If you or anyone you know is suffering from Parkinson‘s disease here is a news to bring smile on your face as a student has developed a glove that reduces Parkinson’s tremors by 80%
A medical student has created a glove that helps patients with Parkinson’s disease maintain the firmness of their hands!
The device, called GyroGlove attempts to control the tremors which is a common symptom of the disease using gyroscopes – mechanisms not too dissimilar to those used to maintain the stability of satellites in space.
Faii Ong, the brain behind this glove is a student at the prestigious Imperial College London. After preparing several design projects, the student and some of his peers sought funding for a startup. Together with other colleagues from Imperial College, they managed to raise the funds needed to build the first prototype.
Gyros [in this example] are small metal discs put into rotation to maintain position through the physical principle of conservation of angular momentum. A rotating object [disc] tend to remain rotating around the same axis and react to forces trying to displace it.
The idea of using this type of mechanism came to Faii Ong after exhaustive testing of other methods – such as using rubber bands, springs, magnets and other components to control the tremors.

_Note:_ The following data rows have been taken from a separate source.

PR #1645, opened 2026-06-02
feat(jit): add @pl.jit.host for HOST-level orchestration

### LINKED ISSUE #1637: [Feature] Host-orchestrator JIT signature to author distributed programs without @pl.program
### Summary

Add a JIT decorator/signature variant for **HOST-level orchestration** so distributed programs can be authored entirely with `@pl.jit` functions instead of a `@pl.program` class. Today the host orchestrator — the function that allocates HCCL windows (`pld.alloc_window_buffer` / `pld.window`), loops `for r in pl.range(pld.world_size())`, and dispatches each rank via `chip_orch(..., device=r)` — can only be a `@pl.function(level=pl.Level.HOST, role=pl.Role.Orchestrator)` method inside a `@pl.program` class. There is no jit equivalent.

### Motivation / Use Case

We're aligning the 2-rank EP MoE (`models/deepseek/v4/moe_ep.py`) with the clean single-card jit composition style (`moe.py`: `@pl.jit.inline` kernels composed by a top-level `@pl.jit`). With #1635 (DistributedTensor params in jit), the **chip-level orchestration** (`chip_orch`) can be expressed as a jit function. But the **host layer** still forces `@pl.program`, so the program can't fully drop the class form. A host-orchestrator jit variant would let the entire distributed program — host loop + chip orchestration + InCore kernels — be authored as jit functions, giving one consistent authoring style for single-card and EP.

### Proposed API / Behavior

A distinct decorator (not the default `@pl.jit` / `@pl.jit.inline`) that carries HOST + Orchestrator semantics and permits window allocation + the `world_size` rank loop + per-rank `device=` dispatch, e.g.:

```python
@pl.jit.host          # or @pl.jit(level=pl.Level.HOST, role=pl.Role.Orchestrator)
def host_orch(... per-rank inputs/outputs ..., layer_id):
    pub_counts_buf = pld.alloc_window_buffer(N_RANKS * N_RANKS * N_LOCAL * 4)
    ...
    for r in pl.range(pld.world_size()):
        pub_counts = pld.window(pub_counts_buf, [...], dtype=pl.INT32)
        ...
        chip_orch(..., pub_counts, ..., layer_id, r, device=r)   # chip_orch is a @pl.jit orchestration fn
```

Key requirements the new signature must support that default jit does not: (1) `pld.alloc_window_buffer` / `pld.window`; (2) `pld.world_size()` and the per-rank loop; (3) the `device=` dispatch kwarg targeting a jit chip-orchestration function.

### Alternatives Considered

Keep `host_orch` (and the enclosing `@pl.program` class) as the only non-jit shell while everything below it is jit — i.e. a thin `@pl.program` that just hosts `host_orch` + bare-calls jit `chip_orch`. This is the current fallback and works, but it means the program can never be fully `@pl.program`-free, so two authoring paradigms persist.

### Additional Context

- Depends on / pairs with **#1635** (DistributedTensor params in jit) — that unblocks `chip_orch`; this unblocks `host_orch`.
- Builds on **#1127** (L3 Distributed Programming Interface RFC).
- Current reference shape: `host_orch` in `models/deepseek/v4/moe_ep.py` (`@pl.function(level=pl.Level.HOST, role=pl.Role.Orchestrator)`).
- pypto commit: `e851ba54` (main).

lyfne123:
## Summary

Adds `@pl.jit.host`, a JIT decorator variant for HOST-level orchestrators, so distributed programs can be authored entirely with `@pl.jit` functions instead of falling back to a `@pl.program` class. Pairs with #1638 (DistributedTensor params in jit), which unblocked chip-level jit orchestration — this is the host-side counterpart.

- New `@pl.jit.host` sub-decorator (and `@pl.jit.host()` parens form), reusing the existing `_SubFunctionDecorator` machinery; `level=` is rejected (HOST is implicit).
- Specializer's `_build_decorator` emits `@pl.function(level=pl.Level.HOST, role=pl.Role.Orchestrator)` for `func_type == "host"` — the canonical spelling already accepted by the parser and used by `tests/st/distributed/test_l3_allreduce.py`.
- `_discover_deps` is gated by the caller's `_func_type`: a host entry additionally admits `orchestration` deps (its chip orchestrators), while plain `@pl.jit` entries still ignore other `@pl.jit` entries so two top-level kernels never silently fold into one program.
- The caller's `_func_type` is threaded through `_scan_dep_io` → `_extract_local_tensor_metas` → `_resolve_dep_call_metadata` → `_build_contexts` (via a new `func_type_by_id` map) so meta propagation through `v = chip_orch(args)` honours the same gating.

```python
@pl.jit
def chip_orch(a: pl.Tensor, c: pl.Out[pl.Tensor]):
    return c

@pl.jit.host
def host_orch(inp: pl.Tensor, out: pl.Out[pl.Tensor]):
    for r in pl.range(pld.world_size()):
        chip_orch(inp, out, device=r)
    return out
```

## Scope

Decorator + specializer + dep discovery. Runtime distributed dispatch (plumbing `distributed_config` through `JITFunction._compile` so a host-orchestrator jit kernel can be executed end-to-end) is **out of scope** here and tracked as follow-up. The parser, IR pipeline, and `ir.compile()` already accept the generated source; the JIT runtime side just needs a way for the user to specify `distributed_config` (likely through `RunConfig`).

## Test plan

- [x] `tests/ut/jit/test_decorator.py` — `TestJitHostDecoration` (5 cases: bare/parens form, `level=` rejection, name preservation, `pl.jit.host` access) and `TestHostDiscoversOrchestrationDep` (3 cases: host pulls orchestration dep, plain `@pl.jit` does not, host still discovers incore deps).
- [x] `tests/ut/jit/test_specializer.py` — `test_jit_host_emits_host_orchestrator_decorator`, `test_jit_host_with_orchestration_dep` (decorator emission + multi-function rewrite with `device=r` preserved).
- [x] Full `tests/ut/jit/` suite — 210 passed.
- [x] Full `tests/ut/ir/` regression — 3696 passed, 1 skipped.
- [x] `ruff check` / `ruff format` / `pyright` (pre-commit hooks all green).

## Related Issues

Fixes #1637

### DIFF
--- a/docs/en/user/01-language_guide.md
+++ b/docs/en/user/01-language_guide.md
@@ -397,6 +397,59 @@ class MyProgram:
 - Cross-function calls use `self.method_name(...)`
 - The decorated class becomes an `ir.Program`, not a Python class
 
+### `@pl.jit` family
+
+`@pl.jit` decorators let you author kernels as plain Python functions that
+are specialized into `@pl.program` source on first call (no class boundary
+required). Five variants — one per IR function kind — let a single program
+span host, chip, and core levels:
+
+| Decorator | IR target | Use for |
+| --------- | --------- | ------- |
+| `@pl.jit` | `FunctionType.Orchestration` | Chip-level entry point — top-level kernel that dispatches InCore work |
+| `@pl.jit.host` | `level=HOST, role=Orchestrator` | HOST-level entry — allocates window buffers and dispatches chip orchestrators per rank in distributed (L3+) programs |
+| `@pl.jit.incore` | `FunctionType.InCore` | Separate InCore sub-function (accepts `level=` to target a specific hierarchy level) |
+| `@pl.jit.inline` | `FunctionType.Inline` | Helper spliced at every call site by the `InlineFunctions` pass |
+| `@pl.jit.opaque` | `FunctionType.Opaque` | Separate IR function that may wrap orchestration loops and `pl.at` scopes |
+
+Sub-function deps (`.incore` / `.inline` / `.opaque`) are auto-discovered
+from the entry's body; the user just calls them by name. A `@pl.jit.host`
+entry additionally discovers `@pl.jit` (chip orchestration) deps, so a full
+distributed program can be authored without a single `@pl.program` class:
+
+```python
+import pypto.language as pl
+import pypto.language.distributed as pld
+
+@pl.jit.inline
+def reduce_step(local, peer, out): ...
+
+@pl.jit
+def chip_orch(
+    inp: pl.Tensor, out: pl.Out[pl.Tensor],
+    data: pl.InOut[pld.DistributedTensor], peer: pl.Scalar[pl.INT32],
+):
+    return reduce_step(inp, peer, out)   # auto-discovered sub-function
+
+@pl.jit.host
+def host_orch(
+    inputs: pl.Tensor[[2, 1, 256], pl.FP32],
+    outputs: pl.Out[pl.Tensor[[2, 1, 256], pl.FP32]],
+):
+    data_buf = pld.alloc_window_buffer(256 * 4)
+    for r in pl.range(pld.world_size()):
+        data = pld.window(data_buf, [1, 256], dtype=pl.FP32)
+        chip_orch(inputs[r], outputs[r], data, (r + 1) % pld.world_size(),
+                  device=r)            # device= dispatches per-rank
+    return outputs
+```
+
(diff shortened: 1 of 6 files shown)


Hzfengsy (approved):
LGTM — clean addition of @pl.jit.host with func_type-gated dep discovery, well-tested (decorator + specializer + regression suites green). Runtime dispatch correctly scoped out as follow-up.

PR #2387, opened 2026-08-14
feat(runtime): configurable distributed worker startup timeout

lwDavid:
## Summary

- Add an optional `startup_timeout_s` parameter to `DistributedCompiledProgram.prepare()` and `DistributedWorker`, threading a startup-readiness deadline through worker construction for the forked worker hierarchy.
- `None` (default) preserves Simpler's built-in deadline; a positive finite value overrides it for legitimately slow cold starts.
- Validate the override before `Worker` construction: non-positive, infinite, and NaN values are rejected with a clear `ValueError`.
- Document the setting in the distributed execution guide (English and Chinese).

## Testing

- `tests/ut/runtime/test_distributed_worker.py`: forwarding coverage for the helper, direct-worker, and `prepare()` paths, plus rejection cases for zero/negative/inf/NaN deadlines.

### DIFF
--- a/docs/en/user/distributed/03-execution.md
+++ b/docs/en/user/distributed/03-execution.md
@@ -24,7 +24,7 @@ directly via `DistributedWorker(compiled)`, importable from
 
 | Method | Description |
 | ------ | ----------- |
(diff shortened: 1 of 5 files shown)


lwDavid:
Duplicate: both commits on this branch were already squash-merged into main via #2340 (the validation hunk and its tests are present on main verbatim). The local branch was simply never rebased after the merge.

According to GyroGear, a startup created to develop the product, bench tests show that the special glove, called GyroGlove, was able to reduce the amplitude of tremors by 80%. This degree of efficiency would allow victims of severe cases of the disease write, use cutlery and drink coffee using the invention.
Faii Ong already won three startups contests, helped by the GyroGear. However, the company has no official date to launch its first product to market.
The magazine Technology Review, MIT (Massachusetts Institute of Technology), says the inventor seeks to resolve some final issues associated with the product, but that GyroGlove should enter the market in September 2016 with an estimated price of between US $ 550 and $ 850 – between R $ 2,200 and R $ 3,400.